This laboratory will apply innovative nucleic acid analogs and enzymes that accept them to stepwise diminish the cost of whole genome sequencing. These technologies, supported by bioinformatic workbenches, enable paths around cost-generating steps by increasing the number of reactions that are run in parallel, to prepare genomic DNA for the sequencing process.

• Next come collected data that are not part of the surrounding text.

PR #4282, opened 2025-12-23
using `spike_vector` on `core/check_sortings_equal` test

tayheau:
Following this [todo](https://github.com/SpikeInterface/spikeinterface/blob/d7554f677874d7511602de4946a76f33f58791d3/src/spikeinterface/core/testing.py#L115C27-L115C42)

### DIFF
--- a/src/spikeinterface/core/testing.py
+++ b/src/spikeinterface/core/testing.py
@@ -149,11 +149,12 @@ def check_extractor_properties_equal(EX1, EX2) -> None:
 
 def _slice_spikes(spikes, start_frame=None, end_frame=None):
     sample_indices = spikes["sample_index"]
-    if len(sample_indices) == 0: return spikes[:0]
+    if len(sample_indices) == 0:
+        return spikes[:0]
     if start_frame is None:
         start_frame = sample_indices[0]
     if end_frame is None:
         end_frame = sample_indices[-1] + 1
-    start_idx, end_idx = np.searchsorted(sample_indices, [start_frame, end_frame + 1], side='left')
+    start_idx, end_idx = np.searchsorted(sample_indices, [start_frame, end_frame + 1], side="left")
 
-    return spikes[start_idx: end_idx]
+    return spikes[start_idx:end_idx]


src/spikeinterface/core/testing.py
```diff
@@ -113,29 +113,33 @@ def check_sortings_equal(
...
-                SX1.get_unit_spike_train(id, segment_index=segment_idx, start_frame=30, end_frame=max_spike_index - 30)
-            )
-            train2 = np.sort(
-                SX2.get_unit_spike_train(id, segment_index=segment_idx, start_frame=30, end_frame=max_spike_index - 30)
-            )
-            assert np.array_equal(train1, train2)
+    def _sorted_spike_vector(SX):
+        spikes = SX.to_spike_vector()
+        order = np.lexsort((spikes["sample_index"], spikes["unit_index"], spikes["segment_index"]))
+        return spikes[order]
```
alejoe91: I don't think we need this, since `to_spike_vector` should already return spikes sorted by segment_index + sample_index. Or did you add this to add the sorting by unit_index?

tayheau: Pure inattention from me ! I remove it.

samuelgarcia: oups. this was needed put it back!!

alejoe91:
@tayheau I think we actually needed the unit_index lex sort after all! The reason is that before we were testing spiketrain-by-spiketrain, so the order didn't matter if we had synchronous spikes. Now with the spike vector representation we need to ensure unit_index is sorted too! Sorry about that! :)

src/spikeinterface/core/testing.py
tayheau: vacations will do me good XD

alejoe91: After this PR #4315 the spike vector is lexsorted with ("unit_index", "sample_index", "segment_index"), so we can finally drop this

src/spikeinterface/core/testing.py
```diff
@@ -112,30 +112,33 @@ def check_sortings_equal(
...
```
alejoe91:
```suggestion
```

src/spikeinterface/core/testing.py
```diff
@@ -112,30 +112,33 @@ def check_sortings_equal(
...
+    def _slice_spikes(spikes, start_frame=None, end_frame=None):
+        mask = np.ones(spikes.size, dtype=bool)
+        if start_frame is not None:
+            mask &= spikes["sample_index"] >= start_frame
+        if end_frame is not None:
+            mask &= spikes["sample_index"] <= end_frame
+        return spikes[mask]
+
+    s1 = _sorted_spike_vector(SX1)
+    s2 = _sorted_spike_vector(SX2)
```
alejoe91:
```suggestion
    s1 = SX1.to_spike_vector()
    s2 = SX2.to_spike_vector()
```

alejoe91 (approved):

src/spikeinterface/core/basesorting.py
```diff
@@ -783,7 +779,9 @@ def _compute_and_cache_spike_vector(self) -> None:
             spikes_in_seg["unit_index"] = unit_indices
             spikes_in_seg["segment_index"] = segment_index
             spikes.append(spikes_in_seg)
+
         spikes = np.concatenate(spikes)
+        spikes = spikes[np.lexsort((spikes["unit_index"], spikes["sample_index"], spikes["segment_index"]))]
```
alejoe91, line 784: @samuelgarcia I think it's better to lexsort the whole array at the end to make sure that units are also sorted within samples

src/spikeinterface/core/generate.py
```diff
@@ -174,7 +174,7 @@ def generate_sorting(
             spikes.append(spikes_on_borders)
 
     spikes = np.concatenate(spikes)
-    spikes = spikes[np.lexsort((spikes["sample_index"], spikes["segment_index"]))]
+    spikes = spikes[np.lexsort((spikes["unit_index"], spikes["sample_index"], spikes["segment_index"]))]
```
alejoe91, line 177: we were missing the unit index lexsort in generate

src/spikeinterface/core/zarrextractors.py
```diff
@@ -295,6 +295,8 @@ def __init__(self, folder_path: Path | str, storage_options: dict | None = None,
         spikes["unit_index"] = spikes_group["unit_index"][:]
         for i, (start, end) in enumerate(segment_slices_list):
             spikes["segment_index"][start:end] = i
+        spikes = spikes[np.lexsort((spikes["unit_index"], spikes["sample_index"], spikes["segment_index"]))]
+        self._cached_spike_vector = spikes
```
alejoe91, line 299: and in zarr

src/spikeinterface/core/testing.py
```diff
@@ -155,3 +145,12 @@ def check_extractor_properties_equal(EX1, EX2) -> None:
...
     for property_name in EX1.get_property_keys():
         assert_array_equal(EX1.get_property(property_name), EX2.get_property(property_name))
+
+
+def _slice_spikes(spikes, start_frame=None, end_frame=None):
+    mask = np.ones(spikes.size, dtype=bool)
+    if start_frame is not None:
+        mask &= spikes["sample_index"] >= start_frame
+    if end_frame is not None:
+        mask &= spikes["sample_index"] <= end_frame
```
samuelgarcia: searchsorted should be faster no ?

src/spikeinterface/core/zarrextractors.py
samuelgarcia: Doing this in the init is an enormous cost in term of perfs.
I am not sure this is a good idea to lexsort at each reading.
lets discuss

src/spikeinterface/core/testing.py
tayheau: yep indeed

alejoe91:
thanks @tayheau 

Merging!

Jingyue Ju, Ph.D., Columbia University, New York
$950,000 (2 years)
DNA Sequencing with Reversible dNTP and Cleavable Fluorescent ddNTP Terminators

This team will develop a hybrid strategy that uses a mixture of chemically modified DNA constituents called nucleotides, along with new methods to restart the sequencing reaction, to improve the length and quality of DNA information produced by sequencing-by-synthesis.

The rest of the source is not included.